** REQUIREMENT **
Report every line below that carries the word "opened".

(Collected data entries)
PR #1456, opened 2024-06-18
fix: Small fixes for macOS

PhilippeWeidmann:
Read commit by commit:

`fix: Manually pass environmentObject to ContactActionsView` -> ensure we correctly pass the env on macOS
`fix(SelectedMailboxView): Do not depend on EnvironmentObject for mailboxmanager` -> ensure we have a mailboxManager (and the correct one) for each cell
`fix: Add MenuHeaderView to toolbar only on macOS` -> add the MenuHeaderView elements directly to the menu bar

### DIFF
--- a/Mail/Views/Menu Drawer/MenuHeaderView.swift
+++ b/Mail/Views/Menu Drawer/MenuHeaderView.swift
@@ -16,6 +16,8 @@
  along with this program. If not, see <http://www.gnu.org/licenses/>.
  */
 
+import InfomaniakCore
+import InfomaniakDI
 import MailCore
 import MailCoreUI
 import MailResources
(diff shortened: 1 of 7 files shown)


Mail/Views/Menu Drawer/MenuHeaderView.swift
```diff
@@ -16,40 +16,68 @@
...
-                .frame(height: UIConstants.menuDrawerLogoHeight)
-
-            Spacer()
-
-            Button {
-                mainViewState.settingsViewConfig = SettingsViewConfig(baseNavigationPath: [])
-            } label: {
-                IKIcon(MailResourcesAsset.cog, size: .large)
+        if platformDetector.isMac {
+            ZStack {}
```
valentinperignon, line 38: Is it possible to put an EmptyView() instead of a ZStack {}?

Mail/Views/Menu Drawer/MenuHeaderView.swift
```diff
@@ -16,40 +16,68 @@
...
+            .padding(.vertical, value: .regular)
+            .padding(.leading, value: .medium)
+            .padding(.trailing, value: .verySmall)
+            .background(MailResourcesAsset.backgroundSecondaryColor.swiftUIColor)
+            .clipped()
+            .shadow(color: MailResourcesAsset.menuDrawerShadowColor.swiftUIColor, radius: 1, x: 0, y: 2)
+        }
+    }
+
+    var logoImage: some View {
```
valentinperignon, line 64:
```suggestion
    private var logoImage: some View {
```

Mail/Views/Menu Drawer/MenuHeaderView.swift
```diff
@@ -16,40 +16,68 @@
...
+        MailResourcesAsset.logoText.swiftUIImage
+            .resizable()
+            .scaledToFit()
+            .frame(height: menuDrawerLogoHeight)
+    }
+
+    var settingsButton: some View {
```
valentinperignon, line 71:
```suggestion
    private var settingsButton: some View {
```

Mail/Views/Menu Drawer/MenuHeaderView.swift
PhilippeWeidmann: If use EmptyView, toolbar seems to be ignored

Ambrdctr (approved):

PR #1460, opened 2024-06-18
fix: Emit a Sentry event on Token auth error

adrien-coye:
Now tracking old and new token during an update to track further issues.

Drive PR https://github.com/Infomaniak/ios-kDrive/pull/1201

### DIFF
--- a/MailCore/Utils/SentryDebug.swift
+++ b/MailCore/Utils/SentryDebug.swift
@@ -190,16 +190,6 @@ public enum SentryDebug {
         return crumb
     }
 
-    private static func addAsyncBreadcrumb(level: SentryLevel,
-                                           category: String,
-                                           message: String,
-                                           data: [String: Any]? = nil) {
-        Task {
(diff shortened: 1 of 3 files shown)


MailCore/Utils/SentryDebug.swift
```diff
@@ -343,3 +344,64 @@ public enum SentryDebug {
...
+    }
+
+    static func capture(
+        message: String,
+        context: [String: Any]? = nil,
+        contextKey: String? = nil,
+        level: SentryLevel? = nil,
+        extras: [String: Any]? = nil
+    ) {
+        Task {
```
PhilippeWeidmann, line 391: We have to be careful about what we send as `context`. If it's a realm object it will crash

adrien-coye: I merged this code with `addAsyncBreadcrumb`, and made explicit the async nature of the new methods.

PhilippeWeidmann (approved):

** OUTPUT FOR THIS TASK **
PR #1456, opened 2024-06-18
PR #1460, opened 2024-06-18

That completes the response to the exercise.